A child’s perfect day for healthy bones

The development of healthy bones is so important.

But what can you do to ensure your child has optimal bone health?

A world first study has revealed how much physical activity, sedentary activity and sleep children should be getting to optimise bone health.

The research from the University of South Australia, examined 804 children aged between 11 and 13 years of age.

They found the ideal balance of a child’s activities across a 24-hour period comprises of:
– 1.5 hours of moderate-to-vigorous physical activity (sports, running around)
– 3.4 hours of light physical activity (walking, doing chores)
– 8.2 hours of sedentary time (studying, sitting at school, reading)
– 10.9 hours of sleep

Lead researcher, UniSA’s Dr Dot Dumuid says the findings provide valuable insights for parents, caregivers and clinicians.

“Children’s activities throughout the whole 24-hour day are important for their bone health, but until now, we haven’t known the perfect combination of exercise, sleep and sedentary time,” Dr Dumuid says.

“Higher levels of physical activity are known to be good for children’s bone health, yet we can’t just increase children’s exercise without impacting their other activities.”
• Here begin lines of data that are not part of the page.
PR #233, opened 2022-09-06
Add missing <title>s

wenche:
Just a sausage while waiting


pages/checkout/access.tsx
```diff
@@ -101,6 +102,13 @@ const CheckoutAccessView: NextPage = () => {
 
   return (
     <>
+      <Head>
+        <title>
+          {intl.formatMessage({ id: "checkout.prefix.title" })}
+          -
```
aronhoyer, line 108: prefer unicode. i also see this snippet is repeated. maybe a move this to a utility function?

aronhoyer (changes requested):

pages/checkout/access.tsx
wenche: Sure 👍

aronhoyer (approved):

PR #235, opened 2022-09-07
Update dependencies

wenche:


wenche:
Are we really using ts-jest? Asking because it's commented out in jest.config.ts
`// preset: "ts-jest",`

aronhoyer:
> Are we really using ts-jest?

i don't think we are

wenche:
> > Are we really using ts-jest?
> 
> i don't think we are

Should we just remove it then? #bebrave

aronhoyer:
yeah, i checked out next.js' [jest + react-testing-library example repo](https://github.com/vercel/next.js/tree/canary/examples/with-jest)—which also has typescript—and i can't see ts-jest in the dependency list. so i say we just remove it

wenche:
Might be one of those things that comes out of the box with Next.js's jest support

aronhoyer (approved):

PR #238, opened 2022-09-08
Text and design adjustments for the frontpage

wenche:


locales/english.json
```diff
@@ -4,9 +4,10 @@
   "common.documentTitle": "Data Marketplace",
   "auth.loading": "Signing you in\u2026",
   "auth.prompt": "Please sign in",
-  "frontpage.hero.title": "Find and get access to the data you need, when you need it",
-  "frontpage.hero.ingress": "Data Marketplace makes it easy to search for and request access to the data you need to do your job. Venenatis ipsum aliquet nibh at. Risus sapien erat vitae amet leo lobortis maecenas.",
-  "frontpage.popularProductsHeader": "Popular",
+  "frontpage.hero.title": "Find the data you need",
+  "frontpage.hero.ingress": "Equinor Data Marketplace makes it easy to find and request access to the data you need.",
```
aronhoyer, line 8: didn't we agree to only call it "Data Marketplace"? 🤔

aronhoyer (changes requested):
pretty nifty solution on the topbar width! :+1:

missing some extra margin between the frontpage ingress and the banner below.
Screenshot 2022-09-09 at 10 35 24

maybe 1.5 or 2 rem.

see also my other comment

locales/english.json
aronhoyer: here's another suggestion to solve the orphan:
> Data Marketplace makes it easy for you to find and request access to the data you need, across Equinor.

wenche: Let's add that text, liked it :)

aronhoyer (approved):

Dr Dumuid said getting the balance right early was important.

“Up to 90 per cent of peak bone mass is achieved by age 18-20, which makes this especially important during childhood and adolescence,” she said.
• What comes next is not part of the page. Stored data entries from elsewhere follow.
PR #240, opened 2022-09-09
Refactor layout

wenche:
Part of  [AB#79312](https://dev.azure.com/EquinorASA/d02c350d-092d-41bf-a812-f05d5d8ad1b0/_workitems/edit/79312)

### DIFF
--- a/components/AuthContainer/AuthContainer.tsx
+++ b/components/AuthContainer/AuthContainer.tsx
@@ -2,9 +2,18 @@ import { Typography } from "@equinor/eds-core-react"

Optimising bone health in children helps protect them against osteoporosis, the leading preventable cause of fracture in adults.

In Australia alone, it’s estimated 1.2 million people have the condition.

Dr Dumuid said the study also highlighted the importance of sleep, especially for boys.

“Curiously, the study also showed that sleep is more important for boys’ bone health than for girls, with boys needing an extra 2.4 hours of sleep a day,” she said.

“However, boys tended to be at earlier stages of pubertal development than girls, causing us to speculate that the need for longer sleep is related to rapidly changing hormonal processes rather than gender.”